[TASK GOAL]
Hand back each record exactly as you find it.

[INFORMATION GIVEN]
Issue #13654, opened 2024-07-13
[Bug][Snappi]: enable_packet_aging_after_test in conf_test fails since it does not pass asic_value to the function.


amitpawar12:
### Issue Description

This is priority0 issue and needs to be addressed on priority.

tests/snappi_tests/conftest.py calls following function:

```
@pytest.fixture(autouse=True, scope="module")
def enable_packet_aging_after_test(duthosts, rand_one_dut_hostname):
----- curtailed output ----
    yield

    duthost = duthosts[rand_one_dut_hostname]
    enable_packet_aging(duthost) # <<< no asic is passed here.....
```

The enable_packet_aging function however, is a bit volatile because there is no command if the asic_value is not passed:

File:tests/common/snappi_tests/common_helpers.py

[YOUR SOLUTION]
Issue #13654, opened 2024-07-13
[Bug][Snappi]: enable_packet_aging_after_test in conf_test fails since it does not pass asic_value to the function.


amitpawar12:
### Issue Description

This is priority0 issue and needs to be addressed on priority.

tests/snappi_tests/conftest.py calls following function:

```
@pytest.fixture(autouse=True, scope="module")
def enable_packet_aging_after_test(duthosts, rand_one_dut_hostname):
----- curtailed output ----
    yield

    duthost = duthosts[rand_one_dut_hostname]
    enable_packet_aging(duthost) # <<< no asic is passed here.....
```

The enable_packet_aging function however, is a bit volatile because there is no command if the asic_value is not passed:

File:tests/common/snappi_tests/common_helpers.py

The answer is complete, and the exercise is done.